PR #2201, opened 2022-08-16
security-status: list packages in oci manifest format

CalvoM:
## Proposed Commit Message

security-status: list packages in oci manifest format

Add an endpoint where we can get a list of packages installed with their versions.
The output is in the OCI manifest file format so that cloud providers can use it with 
OVAL data.

## Desired commit type

## Checklist

### DIFF
--- a/features/api_security_package_manifest.feature
+++ b/features/api_security_package_manifest.feature
@@ -1,0 +1,54 @@
+Feature: API security status package list in manifest format
+
+    @series.lts
+    @uses.config.machine_type.lxd.container
+    Scenario Outline: Call package manifest endpoint for machine
+        Given a `<release>` machine with ubuntu-advantage-tools installed
+        When I attach `contract_token` with sudo
+        And I run `pro status` as non-root
+        Then stdout matches regexp:
+        """
+        esm-infra       +yes      +enabled  +Expanded Security Maintenance for Infrastructure
+        """
+        When I run `apt update` with sudo
+        And I run `apt upgrade -y` with sudo
+        And I run `apt install jq bzip2 libopenscap8 -y` with sudo
+        And I run shell command `pro api u.security.package_manifest.v1 | jq -r '.data.attributes.manifest_data' > manifest` as non-root
+        And I run shell command `wget https://security-metadata.canonical.com/oval/oci.com.ubuntu.<release>.usn.oval.xml.bz2` as non-root
+        And I run `bunzip2 oci.com.ubuntu.<release>.usn.oval.xml.bz2` as non-root
+        And I run shell command `oscap oval eval --report report.html oci.com.ubuntu.<release>.usn.oval.xml` as non-root
+        Then stdout matches regexp:
+        """
+        oval:com.ubuntu.<release>:def:<CVE_ID>:\s+false
+        """
+        # Trigger CVE https://ubuntu.com/security/CVE-2018-10846 with ID 39991000000 in OVAL data (<release> == Xenial $ Bionic)
+        # Trigger CVE https://ubuntu.com/security/CVE-2022-2509 with ID 55501000000 in OVAL data (<release> > Xenial)
+        When I run shell command `sed -i -E 's/libgnutls30:amd64\s+.*/libgnutls30:amd64 <base_version>/' manifest` as non-root
+        And I run shell command `oscap oval eval --report report.html oci.com.ubuntu.<release>.usn.oval.xml` as non-root
+        Then stdout matches regexp:
+        """
+        oval:com.ubuntu.<release>:def:<CVE_ID>:\s+true
+        """
+        # Update the manifest
+        When I run shell command `pro api u.security.package_manifest.v1 | jq -r '.data.attributes.manifest_data' > manifest` as non-root
+        And I run shell command `oscap oval eval --report report.html oci.com.ubuntu.<release>.usn.oval.xml` as non-root
+        Then stdout matches regexp:
+        """
+        oval:com.ubuntu.<release>:def:<CVE_ID>:\s+false
+        """
+        # Downgrade the package 
+        When I run shell command `apt install libgnutls30=<base_version> -y --allow-downgrades` with sudo
+        And I run shell command `pro api u.security.package_manifest.v1 | jq -r '.data.attributes.manifest_data' > manifest` as non-root
+        And I run shell command `oscap oval eval --report report.html oci.com.ubuntu.<release>.usn.oval.xml` as non-root
+        Then stdout matches regexp:
+        """
+        oval:com.ubuntu.<release>:def:<CVE_ID>:\s+true
+        """
+        
+
+        Examples: ubuntu release
+            | release | base_version    | CVE_ID      |
+            | xenial  | 3.4.10-4ubuntu1 | 39991000000 |
+            | bionic  | 3.5.18-1ubuntu1 | 55501000000 |
+            | focal   | 3.6.13-2ubuntu1 | 55501000000 |
+            | jammy   | 3.7.3-4ubuntu1  | 55501000000 |
--- a/uaclient/api/api.py
+++ b/uaclient/api/api.py
@@ -22,6 +22,7 @@ VALID_ENDPOINTS = [
     "u.pro.attach.magic.revoke.v1",
     "u.pro.attach.auto.should_auto_attach.v1",
     "u.pro.attach.auto.full_auto_attach.v1",
+    "u.security.package_manifest.v1",
 ]
 
 
--- a/uaclient/api/u/security/package_manifest/v1.py
+++ b/uaclient/api/u/security/package_manifest/v1.py
@@ -1,0 +1,47 @@
+from uaclient import apt, snap
+from uaclient.api.api import APIEndpoint
+from uaclient.api.data_types import AdditionalInfo
+from uaclient.config import UAConfig
+from uaclient.data_types import DataObject, Field, StringDataValue
+
+
+class PackageManifestResults(DataObject, AdditionalInfo):
+    fields = [
+        Field("manifest_data", StringDataValue),
+    ]
+
+    def __init__(self, manifest_data: str):
+        self.manifest_data = manifest_data
+
+
+def package_manifest() -> PackageManifestResults:
+    return _package_manifest(UAConfig())
+
+
+def _package_manifest(cfg: UAConfig) -> PackageManifestResults:
+    """Returns the status of installed packages (apt and snap packages)
+    Returns a string in manifest format i.e. package_name\tversion
+    """
+    manifest = ""
+    apt_pkgs = apt.get_installed_packages()
+    for apt_pkg in apt_pkgs:
+        arch = "" if apt_pkg.arch == "all" else ":" + apt_pkg.arch
+        manifest += "{}{}\t{}\n".format(apt_pkg.name, arch, apt_pkg.version)
+
+    pkgs = snap.get_installed_snaps()
+    for pkg in pkgs:
+        manifest += "snap:{name}\t{tracking}\t{rev}\n".format(
+            name=pkg.name,
+            tracking=pkg.tracking,
+            rev=pkg.rev,
+        )
+
+    return PackageManifestResults(manifest_data=manifest)
+
+
+endpoint = APIEndpoint(
+    version="v1",
+    name="Packages",
+    fn=_package_manifest,
+    options_cls=None,
+)
--- a/uaclient/apt.py
+++ b/uaclient/apt.py
@@ -7,7 +7,7 @@ import subprocess
 import sys
 import tempfile
 from functools import lru_cache
-from typing import Dict, List, Optional
+from typing import Dict, List, NamedTuple, Optional
 
 from uaclient import event_logger, exceptions, gpg, messages, system
 
@@ -46,6 +46,11 @@ event = event_logger.get_event_logger()
 class AptProxyScope(enum.Enum):
     GLOBAL = object()
     UACLIENT = object()
+
+
+InstalledAptPackages = NamedTuple(
+    "InstalledAptPackages", [("name", str), ("version", str), ("arch", str)]
+)
 
 
 def assert_valid_apt_credentials(repo_url, username, password):
@@ -487,13 +492,26 @@ def clean_apt_files(*, _entitlements=None):
 
 
 def is_installed(pkg: str) -> bool:
-    return pkg in get_installed_packages()
+    return pkg in get_installed_packages_names()
 
 
-def get_installed_packages() -> List[str]:
+def get_installed_packages() -> List[InstalledAptPackages]:
     out, _ = system.subp(["apt", "list", "--installed"])
     package_list = out.splitlines()[1:]
-    return [entry.split("/")[0] for entry in package_list]
+    return [
+        InstalledAptPackages(
+            name=entry.split("/")[0],
+            version=entry.split(" ")[1],
+            arch=entry.split(" ")[2],
+        )
+        for entry in package_list
+    ]
+
+
+def get_installed_packages_names(include_versions: bool = False) -> List[str]:
+    package_list = get_installed_packages()
+    pkg_names = [pkg.name for pkg in package_list]
+    return pkg_names
 
 
 def setup_apt_proxy(
--- a/uaclient/snap.py
+++ b/uaclient/snap.py
@@ -1,4 +1,5 @@
 import logging
+import re
 from typing import List, Optional
 
 from uaclient import apt, event_logger, exceptions, messages, system
@@ -7,13 +8,14 @@ SNAP_CMD = "/usr/bin/snap"
 SNAP_INSTALL_RETRIES = [0.5, 1.0, 5.0]
 HTTP_PROXY_OPTION = "proxy.http"
 HTTPS_PROXY_OPTION = "proxy.https"
+SNAP_CHANNEL_SHORTEN_VALUE = "…"
 
 event = event_logger.get_event_logger()
 
 
 def is_installed() -> bool:
     """Returns whether or not snap is installed"""
-    return "snapd" in apt.get_installed_packages()
+    return "snapd" in apt.get_installed_packages_names()
 
 
 def configure_snap_proxy(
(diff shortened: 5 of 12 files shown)


uaclient/api/api.py
```diff
@@ -21,6 +21,7 @@
     "u.pro.attach.magic.wait.v1",
     "u.pro.attach.magic.revoke.v1",
     "u.pro.attach.auto.should_auto_attach.v1",
+    "u.pro.security_status.packages.v1",
```
orndorffgrant, line 24: api endpoint name bikeshedding thread:

While related to ESM (which is why we're doing this at all), it isn't returning information directly related to pro features. So I don't think it should be in the "pro" namespace.
It should probably be in some namespace, maybe a generic "security".
The method name should be specific for this format, something like "get_package_manifest"

So I suggest: `u.security.get_package_manifest`

uaclient/api/u/pro/security_status/packages/v1.py
```diff
@@ -0,0 +1,57 @@
...
+    """
+    cache = Cache()
+    manifest = ""
+    # get snap packages
+    out, _ = system.subp(["snap", "list"])
+    apps = out.splitlines()
+    apps = apps[1:]
+    for line in apps:
+        pkg = line.split()
+        manifest += "{app}\t{version}\n".format(app=pkg[0], version=pkg[1])
```
orndorffgrant, line 35: snaps should appear at the end of the file in the format 
```
snap:core20	stable	1587
snap:snapd	stable	16292
snap:lxd	4.0/stable/ubuntu-20.04	22753
```

(example taken from https://cloud-images.ubuntu.com/releases/focal/release/ubuntu-20.04-server-cloudimg-amd64-root.manifest)

features/api_security_status_package_manifest.feature
```diff
@@ -0,0 +1,40 @@
+Feature: API security status package list in manifest format
+
+    @series.lts
+    @uses.config.machine_type.aws.pro
+    @uses.config.machine_type.azure.pro
+    @uses.config.machine_type.gcp.pro
```
orndorffgrant, line 6: I don't think this test needs to run on pro cloud instances, probably just lxd containers.
But otherwise this is a great test!

uaclient/api/api.py
CalvoM: makes sense, even making more sense why the integration tests should just be run on containers

features/api_security_status_package_manifest.feature
```diff
@@ -0,0 +1,73 @@
...
+    @uses.config.machine_type.lxd.container
+    Scenario Outline: Call package manifest endpoint
+        Given a `<release>` machine with ubuntu-advantage-tools installed
+        When I create the file `/etc/ubuntu-advantage/uaclient.conf` with the following:
+        """
+        contract_url: 'https://contracts.canonical.com'
+        data_dir: /var/lib/ubuntu-advantage
+        log_level: debug
+        log_file: /var/log/ubuntu-advantage.log
+        """
```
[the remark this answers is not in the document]
CalvoM: Oh yes,

uaclient/api/u/security_status/get_package_manifest/v1.py
```diff
@@ -0,0 +1,57 @@
...
+    for package in cache:
+        if package.is_installed:
+            version = [
+                version.version
+                for version in package.versions
+                if version.is_installed
+            ][0]
+            manifest += "{app}\t{version}\n".format(
+                app=package.name, version=version
+            )
```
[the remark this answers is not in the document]
CalvoM: I see it only printing the packages without the versions. Unless I add a function to print the version as well.

uaclient/api/api.py
renanrodrigo: I would even remove the `get`, leaving it `u.security.package_manifest.v1` but it's just an opinion.

uaclient/snap.py
```diff
@@ -93,3 +93,33 @@ def get_config_option_value(key: str) -> Optional[str]:
...
+        self.tracking = tracking
+        self.publisher = publisher
+        self.notes = notes
+
+
+def get_installed_packages() -> List[SnapPackage]:
+    out, _ = system.subp(["snap", "list"])
+    apps = out.splitlines()
+    apps = apps[1:]
+    snaps = list()  # type: List[SnapPackage]
```
renanrodrigo, line 112: I'd use 
```suggestion
    snaps = []
```
but feel free to ignore it.

uaclient/api/u/security_status/get_package_manifest/v1.py
```diff
@@ -0,0 +1,56 @@
...
```
renanrodrigo, line 39: There is always a single installed version, no need to loop through.
```suggestion
            manifest += "{app}\t{version}\n".format(
                app=package.name, version=package.installed.version
            )
```

And I think the implementation with `Cache` is ok, unless you want the optimized shortest delay here. 
I'd say we don't need it, but `dpkg-query -W` will return names and versions just in case.

lucasmoura: @CalvoM I think we should either:

* modify the apt module function to use cache and control if the output will be with or without the versions
* modify the apt module function dpkg call to include the package version if required.

I would vote for the `dpkg` change since I believe is a faster approach that we are already using

uaclient/snap.py
CalvoM: I was trying to avoid some mypy errors, which, apparently, never existed.

uaclient/api/u/security_status/get_package_manifest/v1.py
CalvoM: I see, then the second option is okay, since it already being used. I will check if I need versions as well.

uaclient/snap.py
renanrodrigo: I see
So
when you create an empty list and just append things to it, the first append tells mypy which kind of list it is. Appending something different later would give you an error, but here you're fine

CalvoM:
We will only close this after the oval xml files are updated by security.

renanrodrigo (approved):
+1 just waiting on the fix on the security side

features/api_security_package_manifest.feature
```diff
@@ -0,0 +1,67 @@
...
+
+        Examples: ubuntu release
+            | release | pkg_version       |
+            | bionic  | 3.5.18-1ubuntu1.5 |
+            | focal   | 3.6.13-2ubuntu1.6 |
+            | jammy   | 3.7.3-4ubuntu1.0  |
+
+    @series.xenial
+    @uses.config.machine_type.lxd.container
+    Scenario Outline: Call package manifest endpoint for machine on ESM
```
orndorffgrant, line 37: Why does this need to be a separate scenario? I think we can just attach for every release

orndorffgrant (changes requested):
Looking good! A couple in line comments. Also we need to address the different format for snaps.

And super minor: our manifest has an extra newline at the end compared to the official image manifests

uaclient/api/u/pro/security_status/packages/v1.py
orndorffgrant: @CalvoM this comment is still valid

features/api_security_package_manifest.feature
CalvoM: I was thinking of having a separate scenario where we test it on an unattached machine. What if I just add the other releases to the attached scenario and rename it to `call package manifest endpoint on an attached machine`

features/api_security_package_manifest.feature
```diff
@@ -0,0 +1,100 @@
...
+        Then stdout matches regexp:
+        """
+        0
+        """
+        # Trigger CVE https://ubuntu.com/security/CVE-2022-2509
+        When I run shell command `sed -i -E 's/libgnutls30:amd64\s+.*/libgnutls30:amd64 <base_version>/' manifest` as non-root
+        And I run shell command `oscap oval eval --report report.html oci.com.ubuntu.<release>.usn.oval.xml | grep true | wc -l` as non-root
+        Then stdout does not match regexp:
+        """
+        0
```
orndorffgrant, line 25: Is there an expected number here like `1`? I think it is more intuitive if we assert the content matches something rather than not matching something
```suggestion
        Then stdout matches regexp:
        """
        1
```

features/api_security_package_manifest.feature
orndorffgrant: I don't think we need a scenario for both attached and unattached, because this functionality doesn't change based on whether the machine is attached or not

features/api_security_package_manifest.feature
CalvoM: It is not possible to correctly say the number since we do not how many updates have been done after the base package version.

CalvoM: Oh, found a way to do just this,by getting the cve ID in the OVAL data  and checking if it true.

uaclient/api/u/security/package_manifest/v1.py
```diff
@@ -0,0 +1,44 @@
...
+    manifest = ""
+    apt_pkgs = apt.get_installed_packages(include_versions=True)
+    for apt_pkg in apt_pkgs:
+        manifest += apt_pkg + "\n"
+
+    pkgs = snap.get_installed_packages()
+    for pkg in pkgs:
+        manifest += "{app}\t{version}\n".format(
+            app=pkg.name, version=pkg.version
+        )
```
orndorffgrant, line 34: Snaps should be in the format:
```
snap:core20	stable	1587
snap:snapd	stable	16292
snap:lxd	4.0/stable/ubuntu-20.04	22753
```

which I think is `name`, `tracking`, `rev`

(example taken from https://cloud-images.ubuntu.com/releases/focal/release/ubuntu-20.04-server-cloudimg-amd64-root.manifest)

And unfortunately it looks like `snap list` cuts its output sometimes. on a fresh focal container notice the tracking channel of lxd is cut-off:
```
root@dev-f:~# snap list
Name    Version        Rev    Tracking       Publisher   Notes
core20  20220805       1611   latest/stable  canonical✓  base
lxd     4.0.9-8e2046b  22753  4.0/stable/…   canonical✓  -
snapd   2.56.2         16292  latest/stable  canonical✓  snapd
```
So we may need to run `snap info $package` for each and grab the `tracking` field from there

It is also curious that the manifest doesn't include "latest/" for the core20 or snapd channels :/

orndorffgrant: We should probably include "latest/" instead of trying to edit what we get from snap. Oval should be able to handle both via a regex anyway

features/api_security_package_manifest.feature
```diff
@@ -0,0 +1,54 @@
...
+        """
+        # Trigger CVE https://ubuntu.com/security/CVE-2018-10846 with ID 39991000000 in OVAL data (<release> == Xenial $ Bionic)
+        # Trigger CVE https://ubuntu.com/security/CVE-2022-2509 with ID 55501000000 in OVAL data (<release> > Xenial)
+        When I run shell command `sed -i -E 's/libgnutls30:amd64\s+.*/libgnutls30:amd64 <base_version>/' manifest` as non-root
+        And I run shell command `oscap oval eval --report report.html oci.com.ubuntu.<release>.usn.oval.xml | grep -E 'oval:com.ubuntu.<release>:def:<CVE_ID>:\s+true' | wc -l` as non-root
+        Then stdout matches regexp:
+        """
+        1
+        """
```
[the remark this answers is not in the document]
CalvoM: Oh yes, yes that is easier actually.

uaclient/snap.py
```diff
@@ -93,3 +95,44 @@ def get_config_option_value(key: str) -> Optional[str]:
         return out.strip()
     except exceptions.ProcessExecutionError:
         return None
+
+
+def get_snap_package_info_tracking(package: str) -> Optional[str]:
```
lucasmoura, line 100: Let's add unittest for the new snap functions

uaclient/snap.py
```diff
@@ -93,3 +95,44 @@ def get_config_option_value(key: str) -> Optional[str]:
...
+        self.rev = rev
+        self.tracking = tracking
+        self.publisher = publisher
+        self.notes = notes
+
+
+def get_installed_packages() -> List[SnapPackage]:
+    out, _ = system.subp(["snap", "list"])
+    apps = out.splitlines()
+    apps = apps[1:]
```
lucasmoura, line 121: Why are we removing the first line ?

uaclient/snap.py
```diff
@@ -93,3 +95,44 @@ def get_config_option_value(key: str) -> Optional[str]:
...
+    def __init__(self, name, version, rev, tracking, publisher, notes):
+        self.name = name
+        self.version = version
+        self.rev = rev
+        self.tracking = tracking
+        self.publisher = publisher
+        self.notes = notes
+
+
+def get_installed_packages() -> List[SnapPackage]:
```
lucasmoura, line 118: I think we can rename this function to `get_installed_snaps`

uaclient/snap.py
```diff
@@ -93,3 +95,44 @@ def get_config_option_value(key: str) -> Optional[str]:
...
+    out, _ = system.subp(["snap", "list"])
```
lucasmoura, line 119: The output of that call could have `unicode`  and `color`values. I think it is safe for us to use `--color never --unicode never` here

uaclient/snap.py
```diff
@@ -93,3 +95,44 @@ def get_config_option_value(key: str) -> Optional[str]:
...
+    apps = apps[1:]
+    snaps = []
+    for line in apps:
+        pkg = line.split()
+        snap = SnapPackage(
+            name=pkg[0],
+            version=pkg[1],
+            rev=pkg[2],
+            tracking=pkg[3],
+            publisher=pkg[4],
```
lucasmoura, line 130: We might have some special character for `publisher`, like double `**`. Should we remove those ?

uaclient/snap.py
```diff
@@ -93,3 +95,44 @@ def get_config_option_value(key: str) -> Optional[str]:
         return out.strip()
     except exceptions.ProcessExecutionError:
         return None
+
+
+def get_snap_package_info_tracking(package: str) -> Optional[str]:
+    out, _ = system.subp(["snap", "info", package])
```
lucasmoura, line 101: I think we can also add the `--unicode never --color never` options here

uaclient/snap.py
```diff
@@ -93,3 +95,44 @@ def get_config_option_value(key: str) -> Optional[str]:
...
+
+
+def get_installed_packages() -> List[SnapPackage]:
+    out, _ = system.subp(["snap", "list"])
+    apps = out.splitlines()
+    apps = apps[1:]
+    snaps = []
+    for line in apps:
+        pkg = line.split()
+        snap = SnapPackage(
```
lucasmoura, line 125: I think we can create the class like this:

`snap = SnapPackage(*pkg)`

uaclient/snap.py
CalvoM: It has the column names `Name Version Rev Tracking Publisher Notes`

uaclient/snap.py
CalvoM: I do not see any harm, considering they indicate a verified publisher

uaclient/snap.py
lucasmoura: :facepalm: my mistake there.

uaclient/apt.py
```diff
@@ -496,6 +496,16 @@ def get_installed_packages() -> List[str]:
...
 
 
+def get_installed_packages_with_version(
+    include_versions: bool = False,
+) -> List[str]:
+    filters = ["--showformat=${Package}\\n"]
+    if include_versions:
+        filters = []
+    out, _ = system.subp(["dpkg-query", "-W", *filters])
+    return out.splitlines()
```
orndorffgrant, line 506: Renan discovered last week that `dpkg-query -W` can return packages that are not installed. He changed the `get_installed_packages` function to this https://github.com/canonical/ubuntu-advantage-client/pull/2238/files#diff-e0ee470947c8a3ab51ba84f5750d9e55511cc77d91556b1f54d07f076a690d41R493

We should change this function to use `apt list --installed` as well

orndorffgrant (commented):
This looks great! just one change left because of the bug @renanrodrigo found in out `get_installed_packages` function last week

uaclient/apt.py
renanrodrigo: I think the way to go is:
- add a flag parameter like `show_version` to the `get_installed_packages` function
- change the way to parse the output based on this flag

But I think this was on this PR somehow before the new function showed up, feel free to disagree and disregard this idea.

features/api_security_package_manifest.feature
```diff
@@ -0,0 +1,54 @@
...
+        oval:com.ubuntu.<release>:def:<CVE_ID>:\s+false
+        """
+        # Downgrade the package 
+        When I run shell command `apt install libgnutls30=<base_version> -y --allow-downgrades` with sudo
+        And I run shell command `pro api u.security.package_manifest.v1 | jq -r '.data.attributes.manifest_data' > manifest` as non-root
+        And I run shell command `oscap oval eval --report report.html oci.com.ubuntu.<release>.usn.oval.xml` as non-root
+        Then stdout matches regexp:
+        """
+        oval:com.ubuntu.<release>:def:<CVE_ID>:\s+true
+        """
```
lucasmoura, line 46: @orndorffgrant @renanrodrigo @CalvoM should we add a scenario where a snap has CVE associated with ?

orndorffgrant: Our OVAL doesn't cover snaps and oscap doesn't look at snaps. So I don't think we can create a realistic test case around this :(

uaclient/apt.py
```diff
@@ -490,10 +490,20 @@ def is_installed(pkg: str) -> bool:
...
+    if include_versions:
+        pkg_versions = [entry.split(" ")[1:] for entry in package_list]
+        pkgs = []
+        for pkg in zip(pkg_names, pkg_versions):
+            arch = pkg[1][1]
+            arch = "" if arch == "all" else ":" + arch
+            version = pkg[1][0]
+            pkgs.append("{}{}\t{}".format(pkg[0], arch, version))
+        return pkgs
+    return pkg_names
```
orndorffgrant, line 506: Sorry for disagreeing here, but I think this should be two different functions. Generally I don't think the value of a parameter should meaningfully change the type of the return value.

I suggest:
```python
PackageVersion = NamedTuple("PackageVersion", [("name", str), ("version", str)])
def get_installed_packages_with_versions() -> List[PackageVersion]:
    out, _ = system.subp(["apt", "list", "--installed"])
    package_list = out.splitlines()[1:]
    return [
        PackageVersion(
            name=entry.split("/")[0],
            version=entry.split(" ")[1]
        ) for entry in package_list
    ]

def get_installed_packages() -> List[str]:
    return [package.name for package in get_installed_packages_with_versions()]
```

CalvoM: I was thinking about this part, thanks for this different approach
I thought my approach was abit brittle.

uaclient/api/u/security/package_manifest/v1.py
```diff
@@ -0,0 +1,46 @@
...
+class InstalledPackagesResults(DataObject, AdditionalInfo):
+    fields = [
+        Field("manifest_data", StringDataValue),
+    ]
+
+    def __init__(self, manifest_data: str):
+        self.manifest_data = manifest_data
+
+
+def get_installed_packages() -> InstalledPackagesResults:
```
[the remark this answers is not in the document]
CalvoM: Oh yes, I do not why I forgot to to just that when I changed the api endpoint path.

uaclient/apt.py
```diff
@@ -490,10 +495,33 @@ def is_installed(pkg: str) -> bool:
     return pkg in get_installed_packages()
 
 
-def get_installed_packages() -> List[str]:
+def generic_installed_packages() -> List[InstalledAptPackages]:
```
CalvoM, line 498: @orndorffgrant I mean a function like this which will have all the package details from `apt list --installed` and thus there is no need for a separate function for versions or architecture(we might need it later, who knows e.g in the manifest file).

orndorffgrant (approved):
Changes look great - thank you!

renanrodrigo (approved):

****

**WORK INSTRUCTIONS**: Find the lines above holding the word "both" and show them.

**RESPONSE TO THIS TASK**:
orndorffgrant: I don't think we need a scenario for both attached and unattached, because this functionality doesn't change based on whether the machine is attached or not
orndorffgrant: We should probably include "latest/" instead of trying to edit what we get from snap. Oval should be able to handle both via a regex anyway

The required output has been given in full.